Defining Boundaries in the Filipino Setting

(This is a continuation of my earlier post, The need for personal space.)

Filipino people traditionally do not have a concept or sense of personal space or personal boundaries. Or their concept simply isn’t in alignment with mine.

And this (non)concept of space is deeply embedded in the Filipino psyche.  You can see its influence in practically every Filipino value, cultural belief, behaviour and way of life.  Something that has truly been a challenging and major growth opportunity for me.

It is generally acceptable in the Filipino culture to ask such very personal questions that pertain to your marital status, business or source of livelihood and income, age, number of children, where you reside, etc. All these even if you had just met and all that you’ve exchanged is a cordial “hello” or each other’s names.

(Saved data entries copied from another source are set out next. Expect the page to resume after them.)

Issue #1525, opened 2018-07-29
Built docs should use relative paths


kevinbarabash:
There are a few places where we assume that the docs will live inside `/KaTeX`.  This works when deploying to `khan.github.io` b/c the site lives in `khan.github.io/KaTeX`, but this won't work when deploying to netlify since we want `index.html` to live at `katex.netlify.com` instead of `katex.netlify.com/KaTeX`.

edemaine:
Relatedly, I found it confusing that the docusaurus server run via `npm run start` would not respond to `http://localhost:3000/` (error message `Cannot GET /`), but rather required `http://localhost/KaTeX`.  I expected everything to live at the root level of the test server (which would require relative linking), but barring that, we should at least improve the error message.

ylemkimon:
All urls are generated using `baseUrl` in `siteConfig.js`:
https://github.com/Khan/KaTeX/blob/edede0867dde7250d2aab07bb54312fe256f86f5/website/siteConfig.js#L25

edemaine:
> Doesn't running npm start automatically open a browser with http://localhost:3000/KaTeX?

I'm running `npm start` via ssh into a Linux machine, and in that setting, it doesn't.  (Cool to hear that it does that when running locally though.)

edemaine:
https://github.com/facebook/Docusaurus/issues/448 seems to be @kevinbarabash's original issue.

ylemkimon:
One place where we have to use absolute paths is docs, e.g., in #1520:
> https://github.com/Khan/KaTeX/pull/1520/files#diff-4c5caa110a8eefbc2536f38bd144c8fcR5
```html
<link rel="stylesheet" href="/KaTeX/static/katex.min.css"/><!-- must use absolute path -->
```

I'm not sure how to make it work using the environment variable.

edemaine:
Why does that path have to be absolute? Does `../static/katex.min.css` not work?

ylemkimon:
@edemaine If versioning is enabled(#1521) or translations are enabled, the path may be nested one or two levels further.

ylemkimon:
I've opened #1526.

ylemkimon:
Closing as #1526 is merged and it's an upstream issue.

PR #1584, opened 2018-08-10
[1] Use local built CSS and fonts for master documentation

ylemkimon:
Depends on #1583. Succeeds #1520.

* 7ee44df: copies local built CSS and fonts before building for `master` documentation


release.sh
```diff
@@ -129,10 +129,10 @@ node update-sri.js "${VERSION}" README.md contrib/*/README.md dist/README.md \
 pushd website
 yarn run version "${VERSION}"
 
-# Restore docs to use local built CSS
-# for file in ../docs/*.md.bak; do
-#     mv -f "$file" "${file%.bak}"
-# done
+Restore docs to use local built CSS
```
edemaine: Missing `#`.

ylemkimon: @edemaine Fixed.

docs/support_table.md
```diff
@@ -2,7 +2,7 @@
 id: support_table
 title: Support Table
 ---
-<link rel="stylesheet" href="https://cdn.jsdelivr.net/npm/katex@0.10.0-beta/dist/katex.min.css" integrity="sha384-9tPv11A+glH/on/wEu99NVwDPwkMQESOocs/ZGXPoIiLE8MU/qkqUcZ3zzL+6DuH" crossorigin="anonymous">
+{@stylesheet: katex.min.css}
```
edemaine: Where is this feature documented? It seems a bit weird, e.g., the output includes `<meta property="og:description" content="{@stylesheet: katex.min.css}">`.  (Maybe we can manually include a description in the YAML header?)

Is there a reason to do it this way vs. via a `<link>` tag?  Avoiding the absolute path issue?  Or does it embed the CSS in another way?  (I haven't actually figured out how the CSS gets in there...)

ylemkimon: @edemaine This is `remarkable-embed` plugin and is to fix absolute path issue (#1525 and #1520). The `<link>` tag is in `body > div.navPusher > div > div.container.mainContainer > div > div.post > article > div > span > p > link`.

edemaine: Got it; all makes sense now.  Can we fix the description thing?

ylemkimon: @edemaine I think we can move stylesheet after the first paragraph.

ylemkimon: That seems to fix the issue.

ylemkimon:
@edemaine Yes 😄

website/siteConfig.js
```diff
@@ -12,6 +12,14 @@
 // If on netlify, use '/'. Otherwise use '/KaTeX/'.
 const baseUrl = process.env.BASE_URL || (process.env.CONTEXT ? '/' : '/KaTeX/');
 
+// Plugin for Remarkable to inject variables
+const {Plugin: Embed} = require('remarkable-embed');
+const embed = new Embed();
```
kevinbarabash: So this replaces `program.command('markdown-help')`?

release.sh
```diff
@@ -116,9 +116,9 @@ sed -i.bak -E '/^\/dist\/$/d' .gitignore
 rm -f .gitignore.bak
 git add .gitignore dist/
 
-# Edit docs to use CSS from CDN (#1520)
-# grep -l '{@stylesheet: static/katex.min.css}' docs/*.md | xargs sed -i.bak \
-#     's|{@stylesheet: static/katex.min.css}|<link rel="stylesheet" href="https://cdn.jsdelivr.net/npm/katex@./dist/katex.min.css" integrity="sha256-katex.min.css" crossorigin="anonymous"/>|'
+# Edit docs to use CSS from CDN
+grep -l '{@stylesheet: katex.min.css}' docs/*.md | xargs sed -i.bak \
+    's|{@stylesheet: katex.min.css}|<link rel="stylesheet" href="https://cdn.jsdelivr.net/npm/katex@./dist/katex.min.css" integrity="sha384-katex.min.css" crossorigin="anonymous"/>|'
```
kevinbarabash: Does the plugin inject the actual SHA384 for `katex.min.css`?

website/siteConfig.js
```diff
@@ -12,6 +12,14 @@
...
+
+ // {@stylesheet: path}
+embed.register('stylesheet',
+    path => `<link rel="stylesheet" href="${baseUrl}static/${path}"/>`);
```
kevinbarabash: I was wondering where the `/static` went to but here it is. :)

website/siteConfig.js
ylemkimon: @kevinbarabash No, this is for the stylesheet inclusion.

release.sh
ylemkimon: @kevinbarabash The `update-sri.js` script updates the hash.

PR #1585, opened 2018-08-10
[2-1] Do not publish master documentation to GitHub Pages

ylemkimon:
Part of https://github.com/Khan/KaTeX/issues/1509#issuecomment-412148173.

* Do not publish `master` (next) documentation to GitHub Pages
  * Does not publish local built CSS and fonts

### DIFF
--- a/.gitignore
+++ b/.gitignore
@@ -17,6 +17,7 @@ diff.png
 /test/screenshotter/unicode-fonts
 coverage/
 docs/cli.md
+docs.bak
 lib/core/metadata.js
 lib/core/MetadataBlog.js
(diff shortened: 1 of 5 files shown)


edemaine:
Just to clarify: you want to avoid publishing master/next docs because we're not yet making the built master CSS/JS/fonts available, right? (and then 2-2 fixes this?)

edemaine:
(I believe this means we should get to this PR before next release.)

ylemkimon:
@edemaine Please see https://github.com/Khan/KaTeX/issues/1509#issuecomment-412148173 😄

PR #1591, opened 2018-08-11
Remove Object.assign() in auto-render which requires expensive polyfill, update LICENSE

ylemkimon:
* Remove Object.assign() in auto-render which requires expensive polyfill
  * This reduces auto-render size from 26 KB (9 KB minified) to 12 KB (5 KB minified).
* Update LICENSE
  * `_.extend` of `underscore.js` was used in https://github.com/Khan/KaTeX/commit/cd9bca4a89eddd77c542e23a4a9dc2deff2ab72c#diff-61e0bdf7e1b43c5c93d9488b22e04170, but later removed in #656, but LICENSE was not updated
  * Renamed LICENSE.txt to LICENSE, which seems to be more common
  * Updated copyright year, the initial commit (https://github.com/Khan/KaTeX/commit/708a36502bea3b289fa4eac46c93478a5af3eca3) was 2013

### DIFF
--- a/.eslintrc
+++ b/.eslintrc
@@ -71,7 +71,7 @@
         "require-jsdoc": 0
     },
     "overrides": [{
-        "files": ["katex.js", "src/**/*.js"],
+        "files": ["katex.js", "src/**/*.js", "contrib/**/*.js"],
         "excludedFiles": "unicodeMake.js",
         "rules": {
             "no-restricted-syntax": [2, "ForOfStatement", "ClassDeclaration[superClass]", "ClassExpression[superClass]"]
--- a/LICENSE
+++ b/LICENSE
@@ -1,6 +1,6 @@
 The MIT License (MIT)
 
-Copyright (c) 2015 Khan Academy
+Copyright (c) 2013-2018 Khan Academy
 
 Permission is hereby granted, free of charge, to any person obtaining a copy
 of this software and associated documentation files (the "Software"), to deal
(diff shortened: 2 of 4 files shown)


LICENSE
```diff
@@ -1,12 +1,6 @@
 The MIT License (MIT)
 
-Copyright (c) 2015 Khan Academy
-
-This software also uses portions of the underscore.js project, which is
-MIT licensed with the following copyright:
-
-Copyright (c) 2009-2015 Jeremy Ashkenas, DocumentCloud and Investigative
-Reporters & Editors
+Copyright (c) 2013-2018 Khan Academy
```
edemaine: This looks right to me, but perhaps someone from KA can confirm.

Also, is it best practice to call the file `LICENSE` or `LICENSE.txt`? I thought the latter but I don't know.

.eslintrc
```diff
@@ -71,7 +71,7 @@
         "require-jsdoc": 0
     },
     "overrides": [{
-        "files": ["katex.js", "src/**/*.js"],
+        "files": ["katex.js", "src/**/*.js", "contrib/**/*.js"],
```
edemaine: Nice addition. I'm now happy with the polyfill part of this PR.

LICENSE
ylemkimon: @edemaine Most JavaScript library repos I know use `LICENSE` and GitHub initializes the repo with `LICENSE`.

Issue #1593, opened 2018-08-11
Fraction bars disappear when printing webpages into PDFs.


riteme:
Hello, I'm using *KaTeX 0.10.0-beta* and a fresh installation of Google Chrome Beta 69.0.3497.23 on Ubuntu 18.04 (to make sure that all preferences are defaults). I'm considering printing webpages with math formulas into PDFs. But I came across some issues with fractions.

For example:

```html
<!DOCTYPE html>
<html>
<head>
  <link href="katex/katex.min.css" type="text/css" rel="stylesheet">
  <script src="katex/katex.min.js" type="text/javascript"></script>
  <script src="katex/contrib/auto-render.min.js" type="text/javascript"></script>
  <script>
    document.addEventListener("DOMContentLoaded", function() {
      renderMathInElement(document.body, options = {delimiters: [{ left: "$$", right: "$$", display: true }, { left: "$", right: "$", display: false }]});
    });
  </script>
</head>
<body>
<p>inline math: ${2 \over n}$.</p>
<p>display math:
$$
f^{(n)}(x) = \begin{cases}
x + nb &amp; (a = 1) \\
a^n\ x + {a^n - 1 \over a - 1} \cdot b &amp; (a &gt; 1)
\end{cases}
$$
</p>
</body>
</html>
```

Print it via Chrome and will get:

![](https://gitee.com/riteme/blogimg/raw/master/other/katex-print-1.png)

Press "F12" to add the following CSS code:

```css
.katex {
    font-size: 1em;  /* or even smaller */
}
```

Reprint and get:

![](https://gitee.com/riteme/blogimg/raw/master/other/katex-print-2.png)

I have also tried <https://khan.github.io/KaTeX/> and set `font-size` to `0.3em` and came across the same issue.  I wonder why printed PDFs would be different from original webpages. Is that a bug in Chrome or KaTeX?

riteme:
Fraction bars begin to show after the CSS added. However it seems that horizontal lines are too wide:

![](https://gitee.com/riteme/blogimg/raw/master/other/katex-print-4.png)

Is that a bug with Chrome? Since the underline of "display math" has the same width.

ronkok:
> Is that a bug with Chrome?

We've had no reports that I recall of this type from Firefox or Edge. Safari has similar problems.

>  it seems that horizontal lines are too wide.

Try `0.5px`. Let me know how this turns out. I'll write a PR that adds the best results to KaTeX.

[...]

PR #1594, opened 2018-08-11
Add min-height CSS to print

ronkok:
In release 0.10.0-alpha, we reverted frac-lines to span borders and applied `min-height: 1px` CSS. But that CSS was applied only to screens, not to print. 

This PR removes the media query so that the same `min-height` is applied to both screen and print.

Addresses issue #1593.


ronkok:
I'm going to withdraw this PR for now. I think we need more information before proceeding. Can the problem reported in issue #1593 be avoided by just using a minimum 10 pt font size? Can it avoided by using Firefox instead of Chrome? Is a `1px` minimum line thickness a net loss for printed material?

Until we know the answers to those questions, we probably should not merge this PR.

edemaine:
While I wish Chrome didn't do any rounding so we could be more TeX-accurate, I think it's reasonable for the printed form to match the screen form in this case, given that the rounding bug sometimes occurs in printed form.

src/katex.less
```diff
@@ -411,6 +404,7 @@
             display: inline-block;
             margin: 0 -0.025em;
             border-right: 0.05em solid;
+            min-width: 1px;
```
edemaine: Now that this line is far away from the rest, maybe it needs a comment too?

ronkok: Done.

PR #1595, opened 2018-08-11
Upgrade to Babel 7

ylemkimon:
Babel 7 RC has been released and the final version is expected in 1-2 weeks.

Blocked on Babel 7 release.


babel.config.js
```diff
@@ -0,0 +1,35 @@
+module.exports = api => {
+    const nodeEnv = api.cache(() => {
+        switch (process.env.NODE_ENV) {
```
ylemkimon: TODO: `rollup.config.js` sets the `BABEL_ENV`, not `NODE_ENV`.

kevinbarabash:
7.0 is out. 🎉

ylemkimon:
Updated!

package.json
```diff
@@ -16,17 +16,19 @@
...
-    "babel-core": "^6.26.3",
-    "babel-eslint": "^8.1.2",
+    "@babel/core": "^7.0.0",
+    "@babel/plugin-proposal-class-properties": "^7.0.0",
+    "@babel/plugin-transform-runtime": "^7.0.0",
+    "@babel/preset-env": "^7.0.0",
+    "@babel/preset-flow": "^7.0.0",
+    "@babel/register": "^7.0.0",
+    "@babel/runtime": "^7.0.0",
+    "babel-core": "^7.0.0-bridge.0",
```
kevinbarabash: Thanks for figuring out how to run jest after upgrading to babel 7.

rollup.config.js
```diff
@@ -1,6 +1,6 @@
 import babel from 'rollup-plugin-babel';
 
-process.env.BABEL_ENV = 'esm';
+process.env.NODE_ENV = 'esm';
```
kevinbarabash: I didn't realize that node scripts could also set environment variables, cool!

src/functions/delimsizing.js
```diff
@@ -64,8 +64,8 @@ function checkDelimiter(
     } else {
         throw new ParseError(
             "Invalid delimiter: '" +
-            // $FlowFixMe, do not polyfill
-            (symDelim ? symDelim.text : JSON["stringify"](delim)) +
+            // eslint-disable-next-line transform-runtime-aliasing/no-transform-runtime-aliasing
+            (symDelim ? symDelim.text : JSON.stringify(delim)) +
```
kevinbarabash: The reason why babel doesn't polypill this anymore is b/c we're using browserlist right?

src/macros.js
```diff
@@ -215,6 +215,7 @@ const def = (context, global: boolean) => {
             throw new ParseError(`Invalid argument number "${arg[0].text}"`);
         }
         numArgs++;
+        // eslint-disable-next-line transform-runtime-aliasing/no-transform-runtime-aliasing
```
kevinbarabash: Adding this wherever we have a `parseInt` or `parseFloat` is kind of a pain.  Do we still need this lint rule now we're using `browserlist`?

src/functions/delimsizing.js
ylemkimon: (The "polyfill" or "polyfilling" here refers to `core-js aliasing`)

@kevinbarabash Unfortunately, `@babel/plugin-transform-runtime` doesn't use Browserslist (yet), so it includes every polyfill even if all target environments support it or it isn't needed. So I think it's better to whitelist polyfills than blacklist them.

> After careful consideration:
> - Polyfills are generally expensive
> - ES modules of core-js@2 is not available, it needs to be wrapped in ES module to use in the ESM build (rollup)
> - We have removed codes that require polyfill in #1469, #1470, #1563, and #1591 
> - We added a warning (linter) against code that requires polyfill in #1597
> - Babel 7 separated out Babel's helpers from its polyfilling behavior in runtime, `transform-runtime` no longer polyfills by default

ylemkimon: Therefore, I've disabled automatic core-js aliasing, which is default in Babel 7, and changed to warn that it is not polyfilled and adding polyfill may be needed.

src/macros.js
ylemkimon: @kevinbarabash I've added an `ignore` option to `no-transform-runtime-aliasing` and ignored `JSON.stringify`, `parseInt`, and `parseFloat`. which clearly don't need polyfill.

babel.config.js
```diff
@@ -0,0 +1,25 @@
+module.exports = api => {
```
kevinbarabash: I assume this callback format for `babel.config.js` is new in v7.  I'm sure there are lots of cool things a person could do with this.

Issue #1495, opened 2018-07-22
Remove support for TTF fonts


ylemkimon:
Most browsers including IE 9 support WOFF font format. (https://caniuse.com/#feat=woff) The only concern is `< Android 4.4` but its usage is about 0.2%.

EOT fonts have been removed for similar reasons: https://github.com/Khan/KaTeX/issues/893.

Does anyone have any concerns about removing this font format?

edemaine:
WOFF seems OK for the web, but are there reasons we might want to install the KaTeX fonts at the operating system level?  It seems plausible.  And I think that means we'd need TTF or OTF (which we don't currently have).

ylemkimon:
@edemaine `TTF` and `OTF` would be still generated as `woff` and `woff2` are generated from them. I was thinking removing them from KaTeX distribution and CSS.

edemaine:
@ylemkimon Ah, I see. That seems more reasonable: still include them in the fonts repository, but don't link to them in the CSS.  I can't think of a reason not to do this, though it'd be helpful to have other opinions on this.  (What I've read on Google seems to agree with the idea.)  I also can't think of a major advantage, except slightly shorter CSS, but it does seem cleaner.

ronkok:
If understand issue #557 correctly, then this PR would be a benefit. An unusual case, but still a win.

ylemkimon:
I originally thought we can get rid of whole TTF build process, but it turns out we can't. This would be as simple as just setting following `false`:
https://github.com/KaTeX/katex-fonts/blob/a09ea0bbe0c6a7dd18118207449654f929388eba/fonts.less#L2

SmashManiac:
Unless someone can come up with a useful and complete use case for TTF fonts over WOFF fonts in KaTeX, I believe keeping both of them would be technical debt.

PR #1600, opened 2018-08-12
Enable environment variable USE_TTF to disable bundling TTF fonts

ylemkimon:
This can be used to reduce bloating CircleCI build artifacts and GitHub Pages repo if we commit local built files. Also, later default of `use-ttf` can be changed to `false`, and use this to custom-build with TTF fonts. (#1495)


ylemkimon:
@kevinbarabash http://lesscss.org/usage/#less-options-modify-variables

PR #1603, opened 2018-08-12
Update release script to use pull request

### LINKED ISSUE #1428: Improve release script

ylemkimon:
Fixes #1428

New release process consists of two steps:

* Release (`./release.sh <VERSION_TO_RELEASE> [NEXT_VERSION]`)
  * Make a release branch(`v<VERSION_TO_RELEASE>-release`)
  * Build generated files
  * Edit package.json to the next version
  * Edit docs to use CSS from CDN
  * Update the version number in the README and the documentation, and regenerate the SRI hash
  * Generate a new version of the docs
  * Make a commit and push
  * **[manual]** Open a pull request

If KaTeX codes get changed during PR review, update SRI hashes by `./release.sh <VERSION_TO_RELEASE>` on the generated release branch.

After the PR gets merged:
* Publish (`./release.sh -p <VERSION_TO_RELEASE>`)
  * Make a new detached HEAD
  * Edit package.json to the release version
  * Build generated files
  * Make the commit and tag, and push them
  * Publish to NPM and GitHub pages
  * **[manual]** Create a GitHub release


release.sh
```diff
@@ -98,95 +109,119 @@ if [[ "$CONFIRM" != "y" ]]; then
...
-# Restore docs to use local built CSS
-for file in ../docs/*.md.bak; do
-    mv -f "$file" "${file%.bak}"
-done
 
-USE_SSH=true yarn publish-gh-pages
-popd
+if [[ $BRANCH != "master" ]]; then
+    # Build generated files
+    yarn build
```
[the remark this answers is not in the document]
ylemkimon: @edemaine `set -e -o pipefail` is set and the script will fail if any command returns non-zero.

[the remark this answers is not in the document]
ylemkimon: @edemaine Arguments of `node update-sri.js` and `git add` differ from when running on the master branch (for the first time).

ylemkimon:
@edemaine 
> One policy question I wonder: should we delete the release branch afterward?  I notice some projects (e.g. https://github.com/meteor/meteor) keep `release-*` branches, but this may also get to be annoyingly many.

As we do not separate master branch and development branch, and do not have that many commits to do so, I don't think it's necessary.

release.sh
```diff
@@ -79,12 +86,16 @@ if ! command git diff --stat --exit-code HEAD; then
     echo "Please make sure you have no uncommitted changes" >&2
     : $((++INSANE))
 fi
-if [[ $BRANCH != @(v*|master) ]]; then
+if [[ $BRANCH != @(v*-release|master) ]]; then
```
kevinbarabash: Limiting which branches can be released from makes sense.

release.sh
```diff
@@ -98,95 +109,119 @@ if [[ "$CONFIRM" != "y" ]]; then
...
+    # Build generated files
+    yarn build
+
+    # Regenerate the Subresource Integrity hash in the README and the documentation
+    node update-sri.js "${VERSION}" README.md contrib/*/README.md \
+        docs/*.md website/pages/index.html website/versioned_docs/version-$VERSION/*.md
+
+    # Make the commit and push
+    git add README.md contrib/*/README.md \
+        docs website/pages/index.html website/versioned_docs/
```
kevinbarabash: I wonder if it's worth checking for any unstaged changes or new files after this command.

release.sh
```diff
@@ -98,95 +109,119 @@ if [[ "$CONFIRM" != "y" ]]; then
...
+    if [ ! -z "$NEXT_VERSION" ]; then
+        # Edit package.json to the next version
+        sed -i.bak -E 's|"version": "[^"]+",|"version": "'$NEXT_VERSION'-pre",|' package.json
+        rm -f package.json.bak
+        git add package.json
+    fi
+
+    # Edit docs to use CSS from CDN
+    grep -l '{@stylesheet: katex.min.css}' docs/*.md | xargs sed -i.bak \
+        's|{@stylesheet: katex.min.css}|<link rel="stylesheet" href="https://cdn.jsdelivr.net/npm/katex@./dist/katex.min.css" integrity="sha384-katex.min.css" crossorigin="anonymous"/>|'
```
kevinbarabash: At this point these files aren't on the CDN yet, but if the PR is accepted, then the publish will occur and they will be on the CDN, right?

release.sh
```diff
@@ -98,95 +109,119 @@ if [[ "$CONFIRM" != "y" ]]; then
...
+        docs/*.md docs/*.md.bak website/pages/index.html
+
+    # Generate a new version of the docs
+    pushd website
+    yarn run version "${VERSION}"
+    popd
+
+    # Restore docs to use local built CSS
+    for file in docs/*.md.bak; do
+        mv -f "$file" "${file%.bak}"
```
kevinbarabash: `%.bak` means "without `.bak`"?

release.sh
```diff
@@ -98,95 +109,119 @@ if [[ "$CONFIRM" != "y" ]]; then
...
+    # Make the commit and push
+    git add package.json README.md contrib/*/README.md \
+        docs website/pages/index.html website/versioned_docs/ \
+        website/versioned_sidebars/ website/versions.json
+    if [[ -z "$NEXT_VERSION" ]]; then
+        git commit -n -m "Release v$VERSION"
+    else
+        git commit -n -m "Release v$VERSION" -m "Bump $BRANCH to v$NEXT_VERSION-pre"
+    fi
+    git diff --stat --exit-code # check for uncommitted changes
```
kevinbarabash: :+1:

release.sh
```diff
@@ -98,95 +109,119 @@ if [[ "$CONFIRM" != "y" ]]; then
...
+    sed -i.bak -E 's|"version": "[^"]+",|"version": "'$VERSION'",|' package.json
     rm -f package.json.bak
-    git add package.json
-fi
 
-# Refer to the just-released version in the documentation of the
-# development branch, too.  Most people will read docs on master.
-git checkout "v${VERSION}" -- README.md contrib/*/README.md docs/*.md website/
+    # Build generated files and add them to the repository
+    git clean -fdx dist
```
kevinbarabash: Why not `yarn clean`?

update-sri.js
```diff
@@ -20,12 +22,8 @@ Promise.all(process.argv.slice(3).map(file =>
...
     .then(body => {
         // Replace size badge url
-        // 1 - url prefix: https://img.badgesize.io/Khan/KaTeX/
-        // 2 - url suffix: /dist/katex.min.js?compression=gzip 
-        const badgeRe = /(https:\/\/img\.badgesize\.io\/Khan\/KaTeX\/v)(?:.+)(\/dist\/katex\.min\.js\?compression=gzip)/g;
-        body = body.replace(badgeRe, (m, pre, post) => {
-            return pre + version + post;
-        });
+        // eslint-disable-next-line max-len
+        body = body.replace(/(https:\/\/img\.badgesize\.io\/Khan\/KaTeX\/v)(?:.+)(\/dist\/katex\.min\.js\?compression=gzip)/g, `$1${version}$2`);
```
kevinbarabash: I didn't realize that you could use `$1`, `$2`, etc. for the capture groups in the replacement string, cool!

update-sri.js
```diff
@@ -35,24 +33,37 @@ Promise.all(process.argv.slice(3).map(file =>
         // 5 - integrity opening quote: "
         // 6 - old hash: sha384-…
         // 7 - integrity hash algorithm: sha384
-        const cdnRe = /((["'])https?:\/\/cdn\.jsdelivr\.net\/npm\/katex@)[^\/"']+(\/([^"']+)\2(?:\s+integrity=(["'])(([^-]+)-[^"']+)\5)?)/g;
+        // eslint-disable-next-line max-len
+        const cdnRe = /((["'])https?:\/\/cdn\.jsdelivr\.net\/npm\/katex@)[^/"']+(\/([^"']+)\2(?:\s+integrity=(["'])(([^-]+)-[^"']+)\5)?)/g;
```
kevinbarabash: I wish GitHub had better diffing.  This looks exactly the same.

update-sri.js
```diff
@@ -35,24 +33,37 @@ Promise.all(process.argv.slice(3).map(file =>
...
+                if (version === "check" && hash !== newHash) {
+                    throw new Error("SRI mismatch! " +
+                        "Please run the release script again.");
+                }
             })
-        )).then(() => write(file, body));
+        ));
+
+        if (version !== "check") {
+            promise = promise.then(() => write(file, body));
```
kevinbarabash: Minor nit: this could just return `promise.then(...)` here then `promise` could be a constant.

release.sh
```diff
@@ -98,95 +109,119 @@ if [[ "$CONFIRM" != "y" ]]; then
...
 
-# Go back to original branch to bump
-git checkout "$BRANCH"
+    echo ""
+    echo "The automatic parts are done!"
+    echo "Now create a pull request against master from 'v$VERSION-release'"
+    echo "Visit https://github.com/Khan/KaTeX/pulls to open a pull request."
+    echo "After it gets merged, run './release.sh -p $VERSION'!"
+    echo "Note that if KaTeX source code is changed after running this script,"
+    echo "you have to run the release script again."
```
kevinbarabash: If you run `./release.sh 0.6.3 0.6.4` will it push a new commit to the `v0.6.3-release` branch created by the first run?

release.sh
ylemkimon: @kevinbarabash Yes.

release.sh
ylemkimon: @kevinbarabash Yes, it's bash substitution.

release.sh
ylemkimon: @kevinbarabash Yes, and the next version is not used for the second run, so it can be omitted.

release.sh
ylemkimon: @kevinbarabash `yarn clean` removes the `node_modules`, and actually `yarn dist` includes cleaning the `dist`. But as it's the Git that manages files, I assume it's for creating a pristine working tree.

update-sri.js
ylemkimon: @kevinbarabash The backslash escaping the slash in the character group, `[^\/"']`, is removed as it's not necessary.

release.sh
ylemkimon: @kevinbarabash I move the check to the top level.

release.sh
kevinbarabash: We also have a `clean` script in package.json which I guess would have to be run using `yarn run clean`.  It just deletes `dist` though.  I think these accomplish the same thing so either is fine.

ylemkimon: @kevinbarabash Counterintuitive, but our `clean` script deletes the `node_modules`:
https://github.com/Khan/KaTeX/blob/46e7939fa921128d7c11f15b24541c3501e7d006/package.json#L83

And when you choose not to give out such details and if you reply instead by asking them why they want to know, they feel insulted or disrespected. They give you this quizzical look. Some may even label you as “suplada” (unfriendly). They’re almost tempted to ask what is it that you’re hiding and don’t want to reveal. You are expected, almost obliged to divulge such information. Like it’s part of standard exchange of pleasantries. They feel entitled to pry into other people’s lives. Rather than mind their own business and be concerned about their own lives, they naturally gravitate towards being nosy and inquisitive about other people’s affairs.

  • Money, money, money

Increased commercialism has become so prevalent, it’s almost insane! Countless and endless construction and erection of condominium buildings and shopping malls is what you will feast your eyes on when you’re in Manila.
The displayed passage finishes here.